For all that neural networks can accomplish, we still don’t really understand how they work. Sure, we can program them to learn, but understanding a machine’s decision-making process remains like a fancy puzzle with a dizzying, complicated pattern where too many integral pieces don’t yet fit.
For example, if a model was trying to classify the image of the said puzzle, it would encounter well-known but annoying adversarial attacks, or even more run-of-the-mill data or processing problems. could. But a new, more subtle type of failure recently identified by MIT scientists is another cause for concern: “overinterpretation,” where algorithms make confident predictions based on details that are incomprehensible to humans, such as random patterns or image borders.
This can be particularly worrisome for high-stakes environments, such as the split-second decision for self-driving cars, and medical diagnoses for diseases that require more immediate attention. Autonomous vehicles in particular rely heavily on systems that can accurately sense the surroundings and then make quick, safe decisions. The network used specific backgrounds, edges, or particular patterns of the sky to classify traffic lights and road signs – regardless of what else is in the image.
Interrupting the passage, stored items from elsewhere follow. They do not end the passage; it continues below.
PR #99, opened 2026-06-07
fix: plain-English error messages on failed downloads

razzamatazm:
## What a user would notice

Before: a failed recording shows a red FAILED badge with a raw technical message like "HTTP 403: Forbidden" or, worse, nothing at all (asyncio.TimeoutError produces an empty string). A non-technical operator has no idea whether to fix their username, check their internet, or wait.

After: the same failed recording shows a short plain-English explanation: "Invalid credentials or not authorized. Check your account settings." or "Connection timed out. The provider took too long to respond."

## What changed

Added `_friendly_error(e)` in `backend/services/download_manager.py`. It maps the exception types that actually reach the two `except Exception as e` blocks to user-readable strings:

- `asyncio.TimeoutError`: "Connection timed out. The provider took too long to respond."
- `aiohttp.ClientConnectorError`: "Cannot reach the provider. Check the server URL in your account settings."
- `aiohttp.ServerDisconnectedError`: "Provider disconnected unexpectedly. Try again later."
- Other `aiohttp.ClientError`: "Network error connecting to provider. Try again later."
- `OSError(ENOSPC)`: "Not enough disk space. Free up space and retry."
- `HTTP 401/403`: "Invalid credentials or not authorized. Check your account settings."
- `HTTP 404`: "Recording not found on provider. The catchup window may have expired."
- `HTTP 5xx`: "Provider server error. Try again later."
- Other `HTTP N`: "Provider returned an error (HTTP N). Try again later."
- Empty string: "Download failed for an unknown reason. Check the logs for details."
- All other exceptions: pass through unchanged (already-friendly strings like "Provider returned an empty response. The catchup window for this program may have expired." are kept as-is).

Both `_execute_download` and `_execute_post_process` now call `_friendly_error(e)` instead of `str(e)`. No frontend changes needed: the UI already shows `error_message` in a red Alert under the FAILED badge.

## How it was tested

13 unit tests in `test_friendly_error.py` cover each mapped case plus pass-through. `test_disk_full.py` updated to assert "disk space" in message instead of errno "28". 278 tests, all pass.

## Before

EastEnders shows raw "HTTP 403: Forbidden". No action the user can take.

## After

Coronation Street: "Invalid credentials or not authorized. Check your account settings." Great British Bake Off: "Connection timed out. The provider took too long to respond."

See screenshots in #design.

### DIFF
--- a/backend/services/download_manager.py
+++ b/backend/services/download_manager.py
@@ -21,6 +21,34 @@ from services.plex_service import plex_service
 logger = logging.getLogger(__name__)
 
 
+def _friendly_error(e: Exception) -> str:
+    """Translate a download exception into a short, user-readable string."""
+    import errno
+    if isinstance(e, asyncio.TimeoutError):
+        return "Connection timed out. The provider took too long to respond."
+    if isinstance(e, aiohttp.ClientConnectorError):
+        return "Cannot reach the provider. Check the server URL in your account settings."
+    if isinstance(e, aiohttp.ServerDisconnectedError):
+        return "Provider disconnected unexpectedly. Try again later."
+    if isinstance(e, aiohttp.ClientError):
+        return "Network error connecting to provider. Try again later."
+    if isinstance(e, OSError) and e.errno == errno.ENOSPC:
+        return "Not enough disk space. Free up space and retry."
+    msg = str(e)
+    if not msg:
+        return "Download failed for an unknown reason. Check the logs for details."
+    if msg.startswith("HTTP 401") or msg.startswith("HTTP 403"):
+        return "Invalid credentials or not authorized. Check your account settings."
+    if msg.startswith("HTTP 404"):
+        return "Recording not found on provider. The catchup window may have expired."
+    if msg.startswith("HTTP 5"):
+        return "Provider server error. Try again later."
+    if msg.startswith("HTTP "):
+        code = msg.split(":")[0]
+        return f"Provider returned an error ({code}). Try again later."
+    return msg
+
+
 class DownloadManager:
     def __init__(self):
         self._queue: asyncio.Queue = asyncio.Queue()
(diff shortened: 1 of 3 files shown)


razzamatazm-cleo (approved):
**Review (Cleo) — approve.**

This is a clean, well-scoped fix and the user impact is real: a non-technical operator now sees "Invalid credentials or not authorized" instead of a raw "HTTP 403: Forbidden", and the empty-string `asyncio.TimeoutError` case (which previously stored a blank message) now reads "Connection timed out." Codex reacted 👍 with no findings; I went deeper and it holds up.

The team found that neural networks trained on popular datasets such as CIFAR-10 and ImageNet suffered more interpretation. For example, models trained on CIFAR-10 made confident predictions even when 95 percent of the input images were missing, and the rest are insensitive to humans.
“Exaggeration is a dataset problem that is caused by these redundant signals in the dataset. Not only are these high-confidence images unrecognizable, but insignificant areas such as borders make up less than 10 percent of the original image. We found these The images were meaningless to humans, yet models could still classify them with high confidence,” says Brandon Carter, MIT Computer Science and Artificial Intelligence Laboratory PhD student and lead author on a paper about the research.
Deep-image classifiers are widely used. In addition to medical diagnostics and the promotion of autonomous vehicle technology, there are use cases in security, gaming and even an app that tells you if something is a hot dog, because sometimes we need reassurance. . The technique discussed works by processing individual pixels from tons of pre-labeled images for the network to “learn”.
Image classification is difficult, because machine-learning models have the ability to capture these redundant subtle signals. Then, when image classifiers are trained on datasets such as ImageNet, they can reliably make reliable predictions based on those signals.
Although these redundant signals can lead to model fragility in the real world, the signals are actually valid in the dataset, meaning that overexpression cannot be diagnosed using specific evaluation methods based on that accuracy.
In order to find the rationale for predicting the model on a particular input, the methods in the current study start with the whole image and repeatedly ask, what can I remove from this image? Essentially, it keeps covering the image until you have the tiniest piece left that still makes a convincing decision.
For this, it may also be possible to use these methods as a kind of validation criteria. For example, if you have an autonomous driving car that uses a trained machine-learning method to recognize stop signs, you can test that method by identifying the smallest input subset that constitutes a stop sign. can. If it contains a tree branch, a particular time of day, or something that isn’t a stop sign, you may be concerned that the car may stop at a place it’s not supposed to.
While it may seem that the model is the likely culprit here, the dataset is more likely to blame. “The question is how can we modify the dataset in a way that allows the model to be trained to more closely mimic how a human would think of classifying images and, therefore, hopefully enable these real Make better generalizations to world scenarios, such as autonomous driving and medical diagnostics, so that this redundant behavior does not occur in the model,” Carter says.
This may mean creating datasets in a more controlled environment. Currently, it is only images extracted from the public domain that are then classified. But if you want to do object recognition, for example, it may be necessary to train the model with objects with a non-informative background.
This work was supported by Schmidt Futures and the National Institutes of Health. Carter co-authored the paper with Siddharth Jain and Jonas Muller, scientists at Amazon, and David Gifford, a professor at MIT. They are presenting the work at the 2021 conference on Neural Information Processing Systems.